### About this task
Report each line of the data that contains the string "forward".

☆ ☆ ☆ ☆

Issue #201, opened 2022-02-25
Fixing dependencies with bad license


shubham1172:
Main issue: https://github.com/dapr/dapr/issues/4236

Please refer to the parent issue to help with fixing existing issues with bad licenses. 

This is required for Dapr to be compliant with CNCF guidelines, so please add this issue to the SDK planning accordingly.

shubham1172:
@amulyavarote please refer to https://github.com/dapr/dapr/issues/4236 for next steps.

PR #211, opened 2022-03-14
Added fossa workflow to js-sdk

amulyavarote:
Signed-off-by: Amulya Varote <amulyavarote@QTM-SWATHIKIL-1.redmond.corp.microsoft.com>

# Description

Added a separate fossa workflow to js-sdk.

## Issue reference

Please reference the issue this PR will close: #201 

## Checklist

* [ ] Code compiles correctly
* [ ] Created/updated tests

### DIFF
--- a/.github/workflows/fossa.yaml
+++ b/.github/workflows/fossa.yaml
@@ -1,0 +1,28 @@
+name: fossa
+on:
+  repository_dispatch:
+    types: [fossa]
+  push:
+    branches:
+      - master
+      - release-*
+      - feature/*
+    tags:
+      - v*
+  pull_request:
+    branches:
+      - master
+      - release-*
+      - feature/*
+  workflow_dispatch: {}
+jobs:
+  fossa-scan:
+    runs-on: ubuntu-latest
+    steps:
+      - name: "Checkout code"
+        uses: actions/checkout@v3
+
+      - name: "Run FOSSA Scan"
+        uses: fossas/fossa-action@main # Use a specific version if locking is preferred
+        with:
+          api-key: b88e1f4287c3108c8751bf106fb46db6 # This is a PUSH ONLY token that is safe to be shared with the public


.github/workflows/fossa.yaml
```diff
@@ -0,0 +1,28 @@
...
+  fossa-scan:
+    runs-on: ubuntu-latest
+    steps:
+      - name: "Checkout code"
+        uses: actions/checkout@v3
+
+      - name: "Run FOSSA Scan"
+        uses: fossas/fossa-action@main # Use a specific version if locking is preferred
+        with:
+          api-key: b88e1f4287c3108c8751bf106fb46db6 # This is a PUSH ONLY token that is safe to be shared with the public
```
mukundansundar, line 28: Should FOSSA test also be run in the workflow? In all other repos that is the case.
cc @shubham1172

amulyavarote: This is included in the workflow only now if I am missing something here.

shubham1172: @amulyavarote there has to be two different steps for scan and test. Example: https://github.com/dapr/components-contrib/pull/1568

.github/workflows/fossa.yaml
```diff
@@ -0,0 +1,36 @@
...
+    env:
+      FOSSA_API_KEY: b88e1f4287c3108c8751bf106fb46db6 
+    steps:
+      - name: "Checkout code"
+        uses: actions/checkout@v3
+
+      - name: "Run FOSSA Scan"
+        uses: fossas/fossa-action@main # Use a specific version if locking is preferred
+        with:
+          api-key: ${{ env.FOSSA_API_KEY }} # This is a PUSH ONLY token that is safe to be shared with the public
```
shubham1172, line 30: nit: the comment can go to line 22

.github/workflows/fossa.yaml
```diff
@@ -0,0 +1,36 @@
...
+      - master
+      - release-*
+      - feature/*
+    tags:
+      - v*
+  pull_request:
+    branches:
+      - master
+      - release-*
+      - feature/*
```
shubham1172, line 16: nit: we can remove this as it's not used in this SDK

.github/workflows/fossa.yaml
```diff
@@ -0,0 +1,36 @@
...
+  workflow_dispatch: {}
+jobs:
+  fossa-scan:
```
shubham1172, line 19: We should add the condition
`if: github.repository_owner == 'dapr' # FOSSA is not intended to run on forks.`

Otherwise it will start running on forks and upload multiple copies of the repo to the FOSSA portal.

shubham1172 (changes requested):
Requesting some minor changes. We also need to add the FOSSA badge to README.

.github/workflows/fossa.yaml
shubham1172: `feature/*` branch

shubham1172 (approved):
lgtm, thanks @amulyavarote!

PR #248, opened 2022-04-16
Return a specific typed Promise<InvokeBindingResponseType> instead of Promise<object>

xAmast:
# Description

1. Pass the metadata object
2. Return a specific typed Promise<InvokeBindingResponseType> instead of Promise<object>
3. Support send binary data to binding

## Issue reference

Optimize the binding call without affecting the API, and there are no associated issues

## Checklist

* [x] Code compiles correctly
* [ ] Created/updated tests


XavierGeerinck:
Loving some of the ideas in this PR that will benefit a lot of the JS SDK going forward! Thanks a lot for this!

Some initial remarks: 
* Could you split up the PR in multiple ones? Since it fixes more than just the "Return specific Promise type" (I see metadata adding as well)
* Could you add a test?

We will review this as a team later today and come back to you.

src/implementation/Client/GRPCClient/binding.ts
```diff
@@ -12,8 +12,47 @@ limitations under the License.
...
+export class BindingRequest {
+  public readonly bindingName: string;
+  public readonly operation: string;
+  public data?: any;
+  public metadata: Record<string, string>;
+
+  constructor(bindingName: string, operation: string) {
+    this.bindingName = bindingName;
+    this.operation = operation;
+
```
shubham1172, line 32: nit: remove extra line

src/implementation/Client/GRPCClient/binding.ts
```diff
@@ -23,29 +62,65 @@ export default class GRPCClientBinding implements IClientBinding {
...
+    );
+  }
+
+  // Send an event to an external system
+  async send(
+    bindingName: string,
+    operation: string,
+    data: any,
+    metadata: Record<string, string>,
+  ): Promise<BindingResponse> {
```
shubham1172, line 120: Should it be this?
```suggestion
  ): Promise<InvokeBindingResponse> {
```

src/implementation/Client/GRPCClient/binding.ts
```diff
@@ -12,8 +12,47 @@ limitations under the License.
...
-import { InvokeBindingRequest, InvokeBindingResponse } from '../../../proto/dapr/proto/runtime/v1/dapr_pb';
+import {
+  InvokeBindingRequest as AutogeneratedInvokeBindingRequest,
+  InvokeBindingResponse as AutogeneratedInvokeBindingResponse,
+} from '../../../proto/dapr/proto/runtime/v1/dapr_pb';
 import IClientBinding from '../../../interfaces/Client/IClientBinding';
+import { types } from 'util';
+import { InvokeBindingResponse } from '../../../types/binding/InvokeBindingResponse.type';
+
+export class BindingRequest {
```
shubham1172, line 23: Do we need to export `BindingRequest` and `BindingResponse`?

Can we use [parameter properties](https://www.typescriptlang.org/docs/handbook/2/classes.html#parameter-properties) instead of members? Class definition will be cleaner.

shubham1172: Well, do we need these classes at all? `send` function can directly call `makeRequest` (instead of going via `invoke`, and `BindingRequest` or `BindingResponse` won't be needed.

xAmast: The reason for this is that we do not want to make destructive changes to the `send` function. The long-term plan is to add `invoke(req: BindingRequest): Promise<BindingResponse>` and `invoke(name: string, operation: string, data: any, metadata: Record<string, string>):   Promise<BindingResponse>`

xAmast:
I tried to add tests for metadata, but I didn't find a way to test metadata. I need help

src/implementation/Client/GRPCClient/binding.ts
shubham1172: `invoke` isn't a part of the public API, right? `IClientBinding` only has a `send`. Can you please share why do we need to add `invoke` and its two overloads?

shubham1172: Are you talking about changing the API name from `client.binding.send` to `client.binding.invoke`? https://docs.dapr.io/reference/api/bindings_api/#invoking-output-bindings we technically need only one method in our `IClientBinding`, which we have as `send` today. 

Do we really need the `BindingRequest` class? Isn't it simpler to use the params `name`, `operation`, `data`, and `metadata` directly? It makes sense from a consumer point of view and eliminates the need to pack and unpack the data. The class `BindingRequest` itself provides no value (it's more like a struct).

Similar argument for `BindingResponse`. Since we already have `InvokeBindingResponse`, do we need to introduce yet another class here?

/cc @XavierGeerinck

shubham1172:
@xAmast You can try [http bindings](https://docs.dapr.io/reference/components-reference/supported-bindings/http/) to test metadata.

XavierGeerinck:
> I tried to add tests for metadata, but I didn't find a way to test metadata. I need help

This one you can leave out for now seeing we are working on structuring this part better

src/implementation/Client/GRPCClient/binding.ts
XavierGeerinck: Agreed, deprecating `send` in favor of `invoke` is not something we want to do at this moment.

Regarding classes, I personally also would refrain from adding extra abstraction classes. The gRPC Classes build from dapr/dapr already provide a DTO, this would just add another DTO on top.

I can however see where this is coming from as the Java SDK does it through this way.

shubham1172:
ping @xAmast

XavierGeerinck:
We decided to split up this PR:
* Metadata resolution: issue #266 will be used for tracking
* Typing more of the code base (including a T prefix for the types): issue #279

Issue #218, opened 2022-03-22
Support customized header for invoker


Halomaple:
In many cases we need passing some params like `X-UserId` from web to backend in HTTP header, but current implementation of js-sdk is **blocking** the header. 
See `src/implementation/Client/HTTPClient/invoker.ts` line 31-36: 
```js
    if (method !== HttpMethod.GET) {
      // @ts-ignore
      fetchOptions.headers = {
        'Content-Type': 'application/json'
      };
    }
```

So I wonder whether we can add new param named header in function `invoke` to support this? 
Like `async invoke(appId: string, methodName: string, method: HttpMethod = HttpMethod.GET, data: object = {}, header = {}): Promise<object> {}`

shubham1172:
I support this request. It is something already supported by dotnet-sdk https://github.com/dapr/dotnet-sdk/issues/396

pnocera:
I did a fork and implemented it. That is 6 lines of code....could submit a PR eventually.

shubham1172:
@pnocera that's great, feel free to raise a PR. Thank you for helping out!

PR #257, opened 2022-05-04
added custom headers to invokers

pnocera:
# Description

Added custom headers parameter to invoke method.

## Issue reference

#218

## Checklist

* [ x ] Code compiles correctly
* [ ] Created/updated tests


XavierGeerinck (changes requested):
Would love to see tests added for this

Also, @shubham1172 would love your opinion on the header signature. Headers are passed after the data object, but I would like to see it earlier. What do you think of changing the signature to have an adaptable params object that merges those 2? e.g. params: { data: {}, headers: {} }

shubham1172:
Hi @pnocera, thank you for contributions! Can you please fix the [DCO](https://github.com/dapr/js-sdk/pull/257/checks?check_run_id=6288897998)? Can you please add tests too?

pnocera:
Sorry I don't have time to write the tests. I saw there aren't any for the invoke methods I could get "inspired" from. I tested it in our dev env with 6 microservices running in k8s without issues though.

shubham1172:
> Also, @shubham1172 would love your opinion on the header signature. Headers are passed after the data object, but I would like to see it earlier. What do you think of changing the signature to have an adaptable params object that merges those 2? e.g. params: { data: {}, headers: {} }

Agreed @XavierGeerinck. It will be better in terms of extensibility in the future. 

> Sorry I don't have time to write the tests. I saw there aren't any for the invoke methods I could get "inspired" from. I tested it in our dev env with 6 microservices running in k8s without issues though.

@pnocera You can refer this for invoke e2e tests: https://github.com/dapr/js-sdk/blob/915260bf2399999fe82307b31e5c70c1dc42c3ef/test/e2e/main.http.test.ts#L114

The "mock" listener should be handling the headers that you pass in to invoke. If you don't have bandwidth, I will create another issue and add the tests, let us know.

☆ ☆ ☆ ☆

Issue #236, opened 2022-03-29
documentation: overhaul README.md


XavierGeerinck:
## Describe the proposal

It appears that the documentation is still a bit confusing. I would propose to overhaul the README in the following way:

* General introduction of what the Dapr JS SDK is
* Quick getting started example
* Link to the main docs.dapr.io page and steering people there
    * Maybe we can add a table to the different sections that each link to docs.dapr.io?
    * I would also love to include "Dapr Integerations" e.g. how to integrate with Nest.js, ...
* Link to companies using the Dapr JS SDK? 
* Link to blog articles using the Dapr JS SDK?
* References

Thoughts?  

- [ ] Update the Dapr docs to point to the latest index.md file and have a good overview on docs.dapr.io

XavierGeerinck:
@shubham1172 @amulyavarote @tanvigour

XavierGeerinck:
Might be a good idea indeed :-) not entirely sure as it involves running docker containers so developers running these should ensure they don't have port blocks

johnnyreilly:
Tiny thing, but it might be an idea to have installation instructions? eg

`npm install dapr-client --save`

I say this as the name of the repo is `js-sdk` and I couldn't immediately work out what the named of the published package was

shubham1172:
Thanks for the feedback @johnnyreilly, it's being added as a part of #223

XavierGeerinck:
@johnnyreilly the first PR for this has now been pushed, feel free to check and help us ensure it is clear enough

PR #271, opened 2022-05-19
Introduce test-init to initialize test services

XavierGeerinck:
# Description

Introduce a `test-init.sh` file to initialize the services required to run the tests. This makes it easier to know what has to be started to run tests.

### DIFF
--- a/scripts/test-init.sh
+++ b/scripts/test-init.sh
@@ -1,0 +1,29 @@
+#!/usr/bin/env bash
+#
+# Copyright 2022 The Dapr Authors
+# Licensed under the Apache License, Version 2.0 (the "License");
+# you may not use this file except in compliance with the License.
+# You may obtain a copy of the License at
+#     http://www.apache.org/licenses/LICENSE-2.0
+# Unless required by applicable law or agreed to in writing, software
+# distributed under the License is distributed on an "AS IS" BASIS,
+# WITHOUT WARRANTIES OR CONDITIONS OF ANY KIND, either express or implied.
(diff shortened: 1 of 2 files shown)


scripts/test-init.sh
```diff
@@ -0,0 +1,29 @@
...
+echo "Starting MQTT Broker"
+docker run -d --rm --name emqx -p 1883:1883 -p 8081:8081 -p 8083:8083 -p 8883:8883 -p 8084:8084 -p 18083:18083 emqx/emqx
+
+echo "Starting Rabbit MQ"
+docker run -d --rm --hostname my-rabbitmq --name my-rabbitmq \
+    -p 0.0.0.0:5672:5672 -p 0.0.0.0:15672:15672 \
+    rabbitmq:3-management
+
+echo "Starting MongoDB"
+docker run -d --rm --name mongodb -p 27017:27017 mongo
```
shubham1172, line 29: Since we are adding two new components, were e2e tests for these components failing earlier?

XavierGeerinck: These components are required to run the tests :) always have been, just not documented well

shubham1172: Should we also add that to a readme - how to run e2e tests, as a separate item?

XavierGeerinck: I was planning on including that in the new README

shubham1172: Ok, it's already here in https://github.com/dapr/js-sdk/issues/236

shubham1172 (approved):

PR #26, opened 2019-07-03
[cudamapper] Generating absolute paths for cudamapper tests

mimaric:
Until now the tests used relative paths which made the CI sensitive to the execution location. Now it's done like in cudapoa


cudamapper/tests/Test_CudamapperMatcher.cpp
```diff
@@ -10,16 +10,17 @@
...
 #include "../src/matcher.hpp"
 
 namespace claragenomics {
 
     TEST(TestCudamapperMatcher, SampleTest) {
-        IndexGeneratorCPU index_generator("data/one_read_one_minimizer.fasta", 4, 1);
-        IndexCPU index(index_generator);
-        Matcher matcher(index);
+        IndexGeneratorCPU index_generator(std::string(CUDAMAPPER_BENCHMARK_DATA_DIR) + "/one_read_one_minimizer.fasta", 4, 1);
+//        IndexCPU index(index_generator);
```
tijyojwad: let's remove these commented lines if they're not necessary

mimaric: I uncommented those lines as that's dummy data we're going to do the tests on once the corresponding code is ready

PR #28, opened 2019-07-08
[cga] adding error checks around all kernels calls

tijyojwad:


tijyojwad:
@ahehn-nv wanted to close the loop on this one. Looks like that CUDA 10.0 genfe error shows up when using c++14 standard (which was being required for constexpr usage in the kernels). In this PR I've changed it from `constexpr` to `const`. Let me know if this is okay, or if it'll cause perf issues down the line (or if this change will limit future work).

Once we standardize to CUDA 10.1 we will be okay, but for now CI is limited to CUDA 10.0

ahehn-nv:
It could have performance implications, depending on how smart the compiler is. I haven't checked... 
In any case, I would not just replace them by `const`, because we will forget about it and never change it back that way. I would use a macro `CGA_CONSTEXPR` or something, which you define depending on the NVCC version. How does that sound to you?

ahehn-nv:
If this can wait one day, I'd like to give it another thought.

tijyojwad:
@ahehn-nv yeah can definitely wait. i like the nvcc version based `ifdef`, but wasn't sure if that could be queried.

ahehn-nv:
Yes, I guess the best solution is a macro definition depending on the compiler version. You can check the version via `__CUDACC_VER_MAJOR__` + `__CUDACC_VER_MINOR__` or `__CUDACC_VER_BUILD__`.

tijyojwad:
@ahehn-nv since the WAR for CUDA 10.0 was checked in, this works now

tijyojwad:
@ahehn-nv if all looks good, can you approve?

☆ ☆ ☆ ☆

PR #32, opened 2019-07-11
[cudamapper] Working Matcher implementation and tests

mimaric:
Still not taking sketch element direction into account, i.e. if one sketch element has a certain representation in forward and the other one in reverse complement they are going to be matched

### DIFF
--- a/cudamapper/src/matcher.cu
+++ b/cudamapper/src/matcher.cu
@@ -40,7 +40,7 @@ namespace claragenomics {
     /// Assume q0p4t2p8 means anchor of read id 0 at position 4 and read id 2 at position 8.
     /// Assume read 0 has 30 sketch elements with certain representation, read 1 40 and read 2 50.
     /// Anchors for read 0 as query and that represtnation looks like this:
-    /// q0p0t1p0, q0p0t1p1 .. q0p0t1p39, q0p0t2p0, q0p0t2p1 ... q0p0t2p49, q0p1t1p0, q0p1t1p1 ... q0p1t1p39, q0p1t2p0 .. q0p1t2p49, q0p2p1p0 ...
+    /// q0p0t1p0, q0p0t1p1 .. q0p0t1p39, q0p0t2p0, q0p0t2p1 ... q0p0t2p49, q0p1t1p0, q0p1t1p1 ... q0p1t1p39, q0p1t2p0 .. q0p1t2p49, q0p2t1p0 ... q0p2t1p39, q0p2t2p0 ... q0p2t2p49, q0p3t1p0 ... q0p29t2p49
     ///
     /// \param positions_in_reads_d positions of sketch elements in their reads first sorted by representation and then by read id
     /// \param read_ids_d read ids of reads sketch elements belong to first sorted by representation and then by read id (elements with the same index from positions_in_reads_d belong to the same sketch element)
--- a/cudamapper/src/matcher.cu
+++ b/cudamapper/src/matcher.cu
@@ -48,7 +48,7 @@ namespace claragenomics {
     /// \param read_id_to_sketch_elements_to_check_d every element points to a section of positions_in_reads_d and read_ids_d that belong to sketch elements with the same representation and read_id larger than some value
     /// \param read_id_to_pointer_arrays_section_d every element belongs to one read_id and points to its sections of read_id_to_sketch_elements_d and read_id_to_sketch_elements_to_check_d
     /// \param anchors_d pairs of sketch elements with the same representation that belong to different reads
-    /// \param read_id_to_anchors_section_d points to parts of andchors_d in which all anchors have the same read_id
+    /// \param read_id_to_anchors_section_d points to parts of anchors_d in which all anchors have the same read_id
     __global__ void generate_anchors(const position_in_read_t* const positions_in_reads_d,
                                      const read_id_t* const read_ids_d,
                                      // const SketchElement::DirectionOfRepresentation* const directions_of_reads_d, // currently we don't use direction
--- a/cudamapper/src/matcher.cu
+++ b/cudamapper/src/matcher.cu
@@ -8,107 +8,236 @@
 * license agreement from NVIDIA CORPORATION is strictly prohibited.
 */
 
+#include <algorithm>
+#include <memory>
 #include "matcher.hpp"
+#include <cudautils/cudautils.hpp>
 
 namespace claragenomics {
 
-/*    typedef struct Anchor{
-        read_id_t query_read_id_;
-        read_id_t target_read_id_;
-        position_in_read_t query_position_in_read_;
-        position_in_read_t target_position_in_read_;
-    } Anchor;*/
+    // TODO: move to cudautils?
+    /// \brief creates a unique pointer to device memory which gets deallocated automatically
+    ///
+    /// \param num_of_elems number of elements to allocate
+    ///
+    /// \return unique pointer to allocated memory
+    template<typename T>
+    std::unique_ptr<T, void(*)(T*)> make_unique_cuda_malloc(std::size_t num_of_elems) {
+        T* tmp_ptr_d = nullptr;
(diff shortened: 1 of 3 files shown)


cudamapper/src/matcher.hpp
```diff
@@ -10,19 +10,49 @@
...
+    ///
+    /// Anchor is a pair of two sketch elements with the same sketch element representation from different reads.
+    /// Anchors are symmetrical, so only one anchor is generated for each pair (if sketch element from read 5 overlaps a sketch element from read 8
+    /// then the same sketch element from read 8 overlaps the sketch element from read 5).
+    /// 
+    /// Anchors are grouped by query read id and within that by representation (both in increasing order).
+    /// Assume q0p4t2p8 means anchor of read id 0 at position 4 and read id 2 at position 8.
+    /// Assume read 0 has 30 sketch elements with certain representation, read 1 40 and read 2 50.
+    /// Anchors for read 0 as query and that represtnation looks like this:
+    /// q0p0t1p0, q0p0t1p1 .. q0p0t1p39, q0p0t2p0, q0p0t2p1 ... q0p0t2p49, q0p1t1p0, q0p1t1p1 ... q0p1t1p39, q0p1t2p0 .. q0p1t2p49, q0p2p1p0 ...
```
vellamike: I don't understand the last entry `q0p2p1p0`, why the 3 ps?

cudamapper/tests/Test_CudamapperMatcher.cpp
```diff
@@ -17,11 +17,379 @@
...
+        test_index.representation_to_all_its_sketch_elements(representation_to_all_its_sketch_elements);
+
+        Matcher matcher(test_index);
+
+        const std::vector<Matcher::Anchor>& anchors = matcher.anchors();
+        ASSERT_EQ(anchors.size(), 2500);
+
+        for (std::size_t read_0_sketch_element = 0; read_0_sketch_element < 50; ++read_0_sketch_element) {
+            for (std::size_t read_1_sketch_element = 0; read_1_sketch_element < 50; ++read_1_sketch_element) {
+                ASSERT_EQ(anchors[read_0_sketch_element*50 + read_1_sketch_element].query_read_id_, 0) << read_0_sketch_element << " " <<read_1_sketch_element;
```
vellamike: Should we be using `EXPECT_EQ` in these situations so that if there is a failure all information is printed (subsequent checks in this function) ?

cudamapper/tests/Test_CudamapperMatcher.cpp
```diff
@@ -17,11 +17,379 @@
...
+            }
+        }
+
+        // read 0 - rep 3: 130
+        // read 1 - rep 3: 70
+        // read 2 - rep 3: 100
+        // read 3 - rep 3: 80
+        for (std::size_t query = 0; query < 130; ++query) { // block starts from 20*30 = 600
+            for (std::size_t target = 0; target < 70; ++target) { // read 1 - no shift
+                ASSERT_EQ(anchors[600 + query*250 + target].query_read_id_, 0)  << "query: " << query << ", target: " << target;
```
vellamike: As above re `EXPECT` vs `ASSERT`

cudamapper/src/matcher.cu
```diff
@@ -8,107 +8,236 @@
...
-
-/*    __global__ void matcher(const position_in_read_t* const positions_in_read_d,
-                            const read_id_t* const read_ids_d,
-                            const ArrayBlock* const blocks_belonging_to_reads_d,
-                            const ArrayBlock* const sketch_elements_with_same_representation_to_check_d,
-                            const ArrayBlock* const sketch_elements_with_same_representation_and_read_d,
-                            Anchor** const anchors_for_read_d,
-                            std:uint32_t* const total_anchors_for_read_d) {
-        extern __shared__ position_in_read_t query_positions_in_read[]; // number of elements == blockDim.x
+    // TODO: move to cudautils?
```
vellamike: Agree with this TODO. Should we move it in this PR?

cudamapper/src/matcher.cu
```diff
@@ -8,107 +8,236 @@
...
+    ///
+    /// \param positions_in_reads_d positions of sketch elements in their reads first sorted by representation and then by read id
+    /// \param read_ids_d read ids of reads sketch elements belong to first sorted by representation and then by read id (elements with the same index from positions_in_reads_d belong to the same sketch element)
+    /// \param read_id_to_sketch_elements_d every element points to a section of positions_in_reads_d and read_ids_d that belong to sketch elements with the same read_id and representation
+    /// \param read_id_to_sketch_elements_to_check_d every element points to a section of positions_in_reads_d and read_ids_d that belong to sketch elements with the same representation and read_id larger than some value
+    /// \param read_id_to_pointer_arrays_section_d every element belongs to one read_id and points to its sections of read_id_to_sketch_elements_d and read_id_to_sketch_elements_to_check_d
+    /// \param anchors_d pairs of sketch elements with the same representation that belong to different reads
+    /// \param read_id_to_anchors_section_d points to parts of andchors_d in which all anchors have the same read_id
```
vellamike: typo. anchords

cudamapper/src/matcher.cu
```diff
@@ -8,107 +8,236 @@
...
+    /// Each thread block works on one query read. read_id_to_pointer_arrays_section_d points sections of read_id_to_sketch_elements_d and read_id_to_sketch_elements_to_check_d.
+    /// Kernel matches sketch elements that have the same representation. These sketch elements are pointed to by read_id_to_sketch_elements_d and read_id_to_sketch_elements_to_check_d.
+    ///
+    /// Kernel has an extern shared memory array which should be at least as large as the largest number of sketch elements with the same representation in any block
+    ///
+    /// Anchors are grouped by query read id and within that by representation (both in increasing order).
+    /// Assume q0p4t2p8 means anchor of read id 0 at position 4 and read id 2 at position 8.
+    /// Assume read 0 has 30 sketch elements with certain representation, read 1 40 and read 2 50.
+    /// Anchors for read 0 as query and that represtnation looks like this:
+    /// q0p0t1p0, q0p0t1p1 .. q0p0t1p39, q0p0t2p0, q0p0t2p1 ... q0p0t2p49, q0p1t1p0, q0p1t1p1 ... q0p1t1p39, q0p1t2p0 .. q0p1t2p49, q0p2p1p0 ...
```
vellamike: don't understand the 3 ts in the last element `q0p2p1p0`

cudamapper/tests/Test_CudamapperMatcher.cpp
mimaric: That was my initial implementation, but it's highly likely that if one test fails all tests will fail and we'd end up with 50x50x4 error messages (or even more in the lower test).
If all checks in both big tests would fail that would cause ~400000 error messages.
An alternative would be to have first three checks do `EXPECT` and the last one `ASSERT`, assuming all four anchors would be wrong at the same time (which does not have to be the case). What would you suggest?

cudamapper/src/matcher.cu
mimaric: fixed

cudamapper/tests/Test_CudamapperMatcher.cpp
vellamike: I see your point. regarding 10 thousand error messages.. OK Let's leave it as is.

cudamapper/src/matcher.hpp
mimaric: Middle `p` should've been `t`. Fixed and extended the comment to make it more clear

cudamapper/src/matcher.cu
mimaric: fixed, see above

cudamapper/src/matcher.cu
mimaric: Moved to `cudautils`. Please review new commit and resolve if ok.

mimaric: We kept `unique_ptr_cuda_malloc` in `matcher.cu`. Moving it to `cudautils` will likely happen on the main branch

☆ ☆ ☆ ☆

### Response to the exercise
Loving some of the ideas in this PR that will benefit a lot of the JS SDK going forward! Thanks a lot for this!
Still not taking sketch element direction into account, i.e. if one sketch element has a certain representation in forward and the other one in reverse complement they are going to be matched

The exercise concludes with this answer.